Struct ConfusionMatrix

pub struct ConfusionMatrix { /* private fields */ }

A confusion matrix is used to record pairs of (actual class, predicted class) as typically produced by a classification algorithm.

It is designed to be called incrementally, as results are obtained from the classifier model. Class labels currently must be strings.

At any point, statistics may be obtained by calling the relevant methods.

A two-class example is:

    Predicted       Predicted     | 
    Positive        Negative      | Actual
    ------------------------------+------------
        a               b         | Positive
        c               d         | Negative

Here:

• a is the number of true positives (those labelled positive and classified positive)
• b is the number of false negatives (those labelled positive but classified negative)
• c is the number of false positives (those labelled negative but classified positive)
• d is the number of true negatives (those labelled negative and classified negative)

From this table, we can calculate statistics like:

• true_positive_rate = a/(a+b)
• positive recall = a/(a+c)

The implementation supports confusion matrices with more than two classes, and hence most statistics are calculated with reference to a named class. When more than two classes are in use, the statistics are calculated as if the named class were positive and all the other classes are grouped as if negative.

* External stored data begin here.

PR #1331, opened 2024-06-27
feat(activity log): don't fetch `click join on web` actions

BrickheadJohnny:
The `join guild` action was a child action of `click join on web` before, but now it's also a parent action, so we can use the former one. The original `click join on web` was a bit misleading, since it is triggered for access checks too.

Relevant backend PR: https://github.com/guildxyz/guild-backend/pull/1529


cs-balazs (approved):
I'm not very familiar with this code, but the changes make sense to me 🚀

PR #1332, opened 2024-06-28
Storybook

BrickheadJohnny:
- Configured Storybook & added stories for our `Button` component
- Added new CSS variables for hover & active colors, because in my opinion, changing only the opacity of a color in these states isn't the best idea. It certainly won't work for custom colors (e.g. for the generated colors on the guild pages)
- Removed the button examples from the playground page, we'll eventually use Storybook only & remove that page before merging the main PR
- Removed the local Inter font


.storybook/preview.ts
```diff
@@ -0,0 +1,31 @@
+import type { Preview } from "@storybook/react"
+import "../src/app/globals.css"
+import { dystopian, inter } from "../src/fonts"
+
+import { withThemeByDataAttribute } from "@storybook/addon-themes"
+
+document?.querySelector("body")?.classList.add(inter.variable, dystopian.variable)
```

For example, in a three-class example:

Predicted       Predicted     Predicted     | 
   Red            Blue          Green       | Actual
--------------------------------------------+------------
    a               b             c         | Red
    d               e             f         | Blue
    g               h             i         | Green

We can calculate:

• true_red_rate = a/(a+b+c)
• red recall = a/(a+d+g)

Example

The following example creates a simple two-class confusion matrix, prints a few statistics and displays the table.

use confusion_matrix;
 
fn main() {
    let mut cm = confusion_matrix::new();
 
    cm[("pos", "pos")] = 10;
    cm[("pos", "neg")] = 3;
    cm[("neg", "neg")] = 20;
    cm[("neg", "pos")] = 5;
     
    println!("Precision: {}", cm.precision("pos"));
    println!("Recall: {}", cm.recall("pos"));
    println!("MCC: {}", cm.matthews_correlation("pos"));
    println!("");
    println!("{}", cm);
}

Output:

Precision: 0.7692307692307693
Recall: 0.6666666666666666
MCC: 0.5524850114241865
 
Predicted |
neg pos   | Actual
----------+-------
 20   3   | neg
  5  10   | pos

Implementations

impl ConfusionMatrix

pub fn add_for(&mut self, actual: &str, prediction: &str)

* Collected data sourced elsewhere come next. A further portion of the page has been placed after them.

PR #1333, opened 2024-07-01
feat: `Toast` component & `useToast` hook

BrickheadJohnny:
Implemented a simple toast component. I know we sometimes add icons to our toasts, but for now I haven't implemented that functionality, we can add it once we actually need it.

### DIFF
--- a/src/app/globals.css
+++ b/src/app/globals.css
@@ -104,11 +104,6 @@
     --toast-error: 317 4% 35%;
     --toast-warning: 30 6% 34%;
     --toast-info: 226 7% 36%;
-
-    --sm: 640px;
-    --md: 768px;
-    --lg: 1024px;
-    --xl: 1280px;
   }
 
   :root[data-theme="dark"] video,
--- a/src/app/globals.css
+++ b/src/app/globals.css
@@ -46,10 +46,10 @@
     --input: var(--border);
     --ring: 224 71.4% 4.1%;
 
-    --toast-success: 141, 79%, 85%, 0.16;
-    --toast-error: 0, 96%, 89%, 0.16;
-    --toast-warning: 38, 93%, 77%, 0.16;
-    --toast-info: 213, 97%, 87%, 0.16;
+    --toast-success: 137 64% 98%;
+    --toast-error: 0 78% 98%;
+    --toast-warning: 40 79% 96%;
+    --toast-info: 218 80% 98%;
 
     --sm: 640px;
     --md: 768px;
@@ -100,10 +100,10 @@
     --input: var(--border);
     --ring: 240 0% 45%;
 
-    --toast-success: 141, 79%, 85%, 0.16;
-    --toast-error: 0, 96%, 89%, 0.16;
-    --toast-warning: 38, 93%, 77%, 0.16;
-    --toast-info: 213, 97%, 87%, 0.16;
+    --toast-success: 180 4% 35%;
+    --toast-error: 317 4% 35%;
+    --toast-warning: 30 6% 34%;
+    --toast-info: 226 7% 36%;
 
     --sm: 640px;
     --md: 768px;
--- a/src/app/globals.css
+++ b/src/app/globals.css
@@ -45,6 +45,16 @@
     --border: 240 6% 90%;
     --input: var(--border);
     --ring: 224 71.4% 4.1%;
+
+    --toast-success: 141, 79%, 85%, 0.16;
+    --toast-error: 0, 96%, 89%, 0.16;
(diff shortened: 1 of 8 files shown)


src/app/globals.css
```diff
@@ -45,6 +45,16 @@
...
+
+    --toast-success: 137 64% 98%;
+    --toast-error: 0 78% 98%;
+    --toast-warning: 40 79% 96%;
+    --toast-info: 218 80% 98%;
+
+    --sm: 640px;
+    --md: 768px;
+    --lg: 1024px;
+    --xl: 1280px;
```
dominik-stumpf, line 57: The dark theme shouldn't include (override) these values

src/v2/components/ui/Toast.tsx
```diff
@@ -0,0 +1,122 @@
...
+      "fixed right-0 top-0 z-[100] flex max-h-screen w-full max-w-[min(420px,_100%)] flex-col gap-2 p-4 focus:outline-none",
+      className
+    )}
+    {...props}
+  />
+))
+ToastViewport.displayName = ToastPrimitives.Viewport.displayName
+
+const toastVariants = cva(
+  "bg-card text-foreground group pointer-events-auto relative flex w-full items-center justify-between space-x-4 overflow-hidden rounded-md p-4 pr-8 shadow-lg transition-transform data-[swipe=cancel]:translate-x-0 data-[swipe=end]:translate-x-[var(--radix-toast-swipe-end-x)] data-[swipe=move]:translate-x-[var(--radix-toast-swipe-move-x)] data-[swipe=move]:transition-none data-[state=open]:animate-in data-[state=closed]:animate-out data-[swipe=end]:animate-out data-[state=closed]:fade-out-80 data-[state=closed]:slide-out-to-right-full data-[state=open]:slide-in-from-right-full data-[state=open]:sm:slide-in-from-right-full focus:outline-none",
```
dominik-stumpf, line 28: We should add a `focus-visible:ring-2 focus-visible:ring-ring` to highlight the toast itself on keyboard navigation (first place where tab brings the user to). What do you think?

src/v2/components/ui/hooks/useToast.ts
```diff
@@ -0,0 +1,189 @@
+"use client"
+
+import type { ToastActionElement, ToastProps } from "@/components/ui/Toast"
+import { ReactNode, useEffect, useState } from "react"
+
+const TOAST_LIMIT = 3
+const TOAST_REMOVE_DELAY = 1000000
```
dominik-stumpf, line 7: Later maybe we should make this accessible from the outside? I'm thinking it would be useful if the storybook version would sustain and could be inspectable.

src/v2/components/ui/hooks/useToast.ts
```diff
@@ -0,0 +1,189 @@
...
+
+    case "DISMISS_TOAST": {
+      const { toastId } = action
+
+      // ! Side effects ! - This could be extracted into a dismissToast() action,
+      // but I'll keep it here for simplicity
+      if (toastId) {
+        addToRemoveQueue(toastId)
+      } else {
+        state.toasts.forEach((toast) => {
```
dominik-stumpf, line 96: Interestingly there is a shadow for `toast` param here conflicting with line 140, should we follow eslint errors? There are other instances.

src/v2/components/ui/hooks/useToast.ts
BrickheadJohnny: Yup, that's a great idea! Didn't want to spend too much time with it, since we may replace it with Sonner soon! ;)

src/app/globals.css
BrickheadJohnny: Ah, I wasn't sure if it overrides it, and then forgot to test it, thanks, removed in https://github.com/guildxyz/guild.xyz/pull/1333/commits/f9f02fad29940fb4d782cc0068eadf7fa13cce10

src/v2/components/ui/Toast.tsx
BrickheadJohnny: Added in https://github.com/guildxyz/guild.xyz/pull/1333/commits/6b7a3cfa32b49fe35e290de11051f89e9fb1dd77

src/v2/components/ui/hooks/useToast.ts
BrickheadJohnny: Nice catch, fixed in https://github.com/guildxyz/guild.xyz/pull/1333/commits/a7a0a993fcd55c42cb6a2424e4a462f1873ca6bb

Adds one result to the matrix.

• actual - the actual class of the instance, which we are hoping the classifier will predict.
• prediction - the predicted class for the instance, as output from the classifier.

Example

The following table can be made as:

    Predicted       Predicted     | 
    Positive        Negative      | Actual
    ------------------------------+------------
        2               5         | Positive
        1               3         | Negative

let mut cm = confusion_matrix::new();
for _ in 0..2 { cm.add_for("positive", "positive"); }
for _ in 0..5 { cm.add_for("positive", "negative"); }
for _ in 0..1 { cm.add_for("negative", "positive"); }
for _ in 0..3 { cm.add_for("negative", "negative"); }

pub fn count_for(&self, actual: &str, prediction: &str) -> usize

Returns the count for an (actual, prediction) pair, or 0 if the pair is not known.

• actual - the actual class of the instance, which we are hoping the classifier will predict.
• prediction - the predicted class for the instance, as output from the classifier.

Example

(using cm from Self::add_for())

assert_eq!(2, cm.count_for("positive", "positive"));
assert_eq!(0, cm.count_for("positive", "not_known"));

pub fn false_negative(&self, label: &str) -> usize

Returns the number of instances of the given class label which are incorrectly classified.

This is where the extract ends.